Segment Start: INFORMATION PROVIDED

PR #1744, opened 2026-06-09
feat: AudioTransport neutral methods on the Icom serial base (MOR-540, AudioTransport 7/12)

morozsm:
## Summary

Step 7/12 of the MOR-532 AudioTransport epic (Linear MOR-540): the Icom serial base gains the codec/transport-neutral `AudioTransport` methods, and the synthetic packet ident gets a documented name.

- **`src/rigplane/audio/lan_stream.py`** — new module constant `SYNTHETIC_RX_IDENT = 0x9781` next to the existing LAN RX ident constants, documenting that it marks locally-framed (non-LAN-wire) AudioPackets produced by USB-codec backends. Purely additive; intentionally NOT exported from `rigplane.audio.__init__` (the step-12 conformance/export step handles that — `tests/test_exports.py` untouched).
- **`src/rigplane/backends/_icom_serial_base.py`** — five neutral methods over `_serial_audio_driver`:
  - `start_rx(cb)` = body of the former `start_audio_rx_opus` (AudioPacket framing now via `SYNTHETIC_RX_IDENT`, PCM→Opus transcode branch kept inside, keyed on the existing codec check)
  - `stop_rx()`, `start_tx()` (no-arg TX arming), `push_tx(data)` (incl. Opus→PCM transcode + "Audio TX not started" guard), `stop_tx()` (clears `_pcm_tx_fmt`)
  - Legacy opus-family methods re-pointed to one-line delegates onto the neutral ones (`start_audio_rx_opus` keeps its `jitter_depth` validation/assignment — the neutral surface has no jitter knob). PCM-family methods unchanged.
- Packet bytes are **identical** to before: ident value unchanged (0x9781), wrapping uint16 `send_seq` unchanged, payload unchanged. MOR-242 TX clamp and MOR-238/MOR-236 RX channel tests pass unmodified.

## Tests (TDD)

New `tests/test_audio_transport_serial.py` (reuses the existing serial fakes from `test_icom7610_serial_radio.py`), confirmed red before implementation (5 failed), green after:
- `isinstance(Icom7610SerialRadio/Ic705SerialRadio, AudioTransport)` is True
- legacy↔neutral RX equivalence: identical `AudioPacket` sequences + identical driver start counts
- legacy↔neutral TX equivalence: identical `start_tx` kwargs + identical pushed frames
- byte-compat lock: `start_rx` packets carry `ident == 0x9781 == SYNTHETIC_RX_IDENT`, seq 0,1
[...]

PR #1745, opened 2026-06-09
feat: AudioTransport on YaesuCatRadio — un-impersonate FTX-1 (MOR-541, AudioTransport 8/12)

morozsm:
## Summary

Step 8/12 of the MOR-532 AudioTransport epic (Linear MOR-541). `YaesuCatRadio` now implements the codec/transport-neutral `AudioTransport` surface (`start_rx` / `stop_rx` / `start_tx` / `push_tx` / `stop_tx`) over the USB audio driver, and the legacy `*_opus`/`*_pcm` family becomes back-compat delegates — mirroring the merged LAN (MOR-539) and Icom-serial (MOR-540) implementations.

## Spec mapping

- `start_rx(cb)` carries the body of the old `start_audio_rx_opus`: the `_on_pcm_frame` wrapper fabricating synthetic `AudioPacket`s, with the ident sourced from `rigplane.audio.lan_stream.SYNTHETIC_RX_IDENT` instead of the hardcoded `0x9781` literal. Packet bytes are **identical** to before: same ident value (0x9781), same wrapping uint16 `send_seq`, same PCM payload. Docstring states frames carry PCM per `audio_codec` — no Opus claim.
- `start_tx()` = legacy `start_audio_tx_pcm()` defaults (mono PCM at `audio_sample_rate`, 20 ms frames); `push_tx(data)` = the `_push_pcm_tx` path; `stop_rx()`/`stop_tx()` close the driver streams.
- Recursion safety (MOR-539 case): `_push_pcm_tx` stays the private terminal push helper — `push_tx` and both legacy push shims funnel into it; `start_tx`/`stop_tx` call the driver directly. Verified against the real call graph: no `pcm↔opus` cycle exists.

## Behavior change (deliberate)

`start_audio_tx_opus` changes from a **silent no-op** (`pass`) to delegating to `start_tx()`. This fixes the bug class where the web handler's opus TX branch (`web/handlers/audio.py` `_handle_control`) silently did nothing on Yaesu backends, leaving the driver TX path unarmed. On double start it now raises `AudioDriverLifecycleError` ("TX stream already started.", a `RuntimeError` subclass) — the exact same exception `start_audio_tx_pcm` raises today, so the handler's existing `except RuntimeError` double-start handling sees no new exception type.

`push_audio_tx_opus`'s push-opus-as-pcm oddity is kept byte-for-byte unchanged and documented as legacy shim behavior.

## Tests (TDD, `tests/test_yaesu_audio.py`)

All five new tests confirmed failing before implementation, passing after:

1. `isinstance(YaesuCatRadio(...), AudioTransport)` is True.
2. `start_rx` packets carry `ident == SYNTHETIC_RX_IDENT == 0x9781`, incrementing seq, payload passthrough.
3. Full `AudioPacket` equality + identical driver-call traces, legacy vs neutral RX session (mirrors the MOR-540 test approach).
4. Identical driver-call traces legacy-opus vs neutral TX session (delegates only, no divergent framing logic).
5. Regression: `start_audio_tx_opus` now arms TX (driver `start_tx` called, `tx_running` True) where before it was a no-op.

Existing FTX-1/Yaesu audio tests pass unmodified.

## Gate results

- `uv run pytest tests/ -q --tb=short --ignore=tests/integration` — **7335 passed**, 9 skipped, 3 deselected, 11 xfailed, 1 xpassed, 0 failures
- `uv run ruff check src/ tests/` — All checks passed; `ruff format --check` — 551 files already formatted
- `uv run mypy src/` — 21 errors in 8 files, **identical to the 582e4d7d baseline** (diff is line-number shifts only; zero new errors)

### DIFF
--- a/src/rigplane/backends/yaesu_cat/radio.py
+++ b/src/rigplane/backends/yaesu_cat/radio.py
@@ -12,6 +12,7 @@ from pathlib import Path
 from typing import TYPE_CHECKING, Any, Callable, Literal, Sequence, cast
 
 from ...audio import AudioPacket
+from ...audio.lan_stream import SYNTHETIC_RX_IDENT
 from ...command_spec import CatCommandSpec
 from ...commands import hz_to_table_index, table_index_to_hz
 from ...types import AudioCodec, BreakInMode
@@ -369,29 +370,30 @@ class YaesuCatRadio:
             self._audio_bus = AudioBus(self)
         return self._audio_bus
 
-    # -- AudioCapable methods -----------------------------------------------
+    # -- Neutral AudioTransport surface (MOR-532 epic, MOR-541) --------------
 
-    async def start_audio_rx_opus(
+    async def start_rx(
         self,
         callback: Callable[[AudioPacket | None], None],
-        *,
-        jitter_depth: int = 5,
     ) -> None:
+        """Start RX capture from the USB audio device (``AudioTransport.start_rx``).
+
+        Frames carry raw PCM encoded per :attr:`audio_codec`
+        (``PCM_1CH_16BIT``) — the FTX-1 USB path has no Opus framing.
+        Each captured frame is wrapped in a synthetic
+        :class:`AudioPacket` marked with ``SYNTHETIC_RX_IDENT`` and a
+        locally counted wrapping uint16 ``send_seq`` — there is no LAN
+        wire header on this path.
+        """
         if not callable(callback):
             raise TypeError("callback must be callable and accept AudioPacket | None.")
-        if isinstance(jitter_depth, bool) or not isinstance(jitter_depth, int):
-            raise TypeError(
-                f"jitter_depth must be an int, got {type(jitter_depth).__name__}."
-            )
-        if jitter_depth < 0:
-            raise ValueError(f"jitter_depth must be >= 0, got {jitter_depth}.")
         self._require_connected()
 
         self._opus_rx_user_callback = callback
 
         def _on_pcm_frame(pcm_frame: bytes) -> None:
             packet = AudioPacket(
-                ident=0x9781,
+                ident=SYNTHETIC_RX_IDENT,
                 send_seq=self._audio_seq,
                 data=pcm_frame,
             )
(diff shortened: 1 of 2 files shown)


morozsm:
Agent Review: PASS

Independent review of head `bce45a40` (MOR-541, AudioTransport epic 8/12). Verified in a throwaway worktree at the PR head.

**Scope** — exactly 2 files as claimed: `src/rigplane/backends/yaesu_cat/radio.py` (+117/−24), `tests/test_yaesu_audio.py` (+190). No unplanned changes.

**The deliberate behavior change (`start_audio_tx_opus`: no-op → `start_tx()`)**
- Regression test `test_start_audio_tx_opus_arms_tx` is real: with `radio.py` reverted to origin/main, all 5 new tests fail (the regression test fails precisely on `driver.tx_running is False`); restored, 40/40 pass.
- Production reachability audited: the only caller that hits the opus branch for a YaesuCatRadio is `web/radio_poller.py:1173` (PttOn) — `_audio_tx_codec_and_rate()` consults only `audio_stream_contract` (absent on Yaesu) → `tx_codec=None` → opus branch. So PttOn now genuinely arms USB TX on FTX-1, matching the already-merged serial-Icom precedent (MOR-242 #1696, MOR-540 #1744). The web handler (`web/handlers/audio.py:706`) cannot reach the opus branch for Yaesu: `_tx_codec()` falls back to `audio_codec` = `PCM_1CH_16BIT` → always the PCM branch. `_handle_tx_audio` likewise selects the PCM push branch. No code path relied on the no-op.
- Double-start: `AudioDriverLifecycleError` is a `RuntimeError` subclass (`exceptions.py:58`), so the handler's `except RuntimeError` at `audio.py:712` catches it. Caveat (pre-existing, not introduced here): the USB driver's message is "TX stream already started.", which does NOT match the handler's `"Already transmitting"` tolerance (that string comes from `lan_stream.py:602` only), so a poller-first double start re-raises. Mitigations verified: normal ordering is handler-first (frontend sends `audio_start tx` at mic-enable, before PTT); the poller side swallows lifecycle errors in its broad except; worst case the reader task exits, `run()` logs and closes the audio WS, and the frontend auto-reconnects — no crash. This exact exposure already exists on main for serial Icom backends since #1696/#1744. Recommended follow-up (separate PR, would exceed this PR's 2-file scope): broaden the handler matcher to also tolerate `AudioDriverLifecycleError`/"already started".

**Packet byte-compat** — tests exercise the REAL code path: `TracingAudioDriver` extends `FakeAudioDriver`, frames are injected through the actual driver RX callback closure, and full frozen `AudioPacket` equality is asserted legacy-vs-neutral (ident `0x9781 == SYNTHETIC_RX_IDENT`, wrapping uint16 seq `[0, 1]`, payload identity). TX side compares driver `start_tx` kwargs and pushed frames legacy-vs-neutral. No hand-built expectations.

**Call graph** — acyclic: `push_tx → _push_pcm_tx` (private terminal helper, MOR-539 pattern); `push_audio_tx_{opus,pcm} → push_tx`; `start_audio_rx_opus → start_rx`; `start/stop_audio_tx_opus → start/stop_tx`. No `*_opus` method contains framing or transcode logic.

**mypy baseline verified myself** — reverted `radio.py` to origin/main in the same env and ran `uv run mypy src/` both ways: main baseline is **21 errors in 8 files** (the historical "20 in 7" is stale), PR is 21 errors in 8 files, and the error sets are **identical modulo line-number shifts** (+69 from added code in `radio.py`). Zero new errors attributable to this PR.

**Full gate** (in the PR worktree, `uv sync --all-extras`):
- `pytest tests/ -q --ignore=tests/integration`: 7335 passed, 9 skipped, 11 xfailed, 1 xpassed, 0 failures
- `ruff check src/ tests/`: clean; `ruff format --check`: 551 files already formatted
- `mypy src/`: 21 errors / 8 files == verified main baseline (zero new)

Segment End: INFORMATION PROVIDED

TASK PROMPT: Look through the data above for lines holding the word "number". State how many there are and nothing else.

RESULT: 2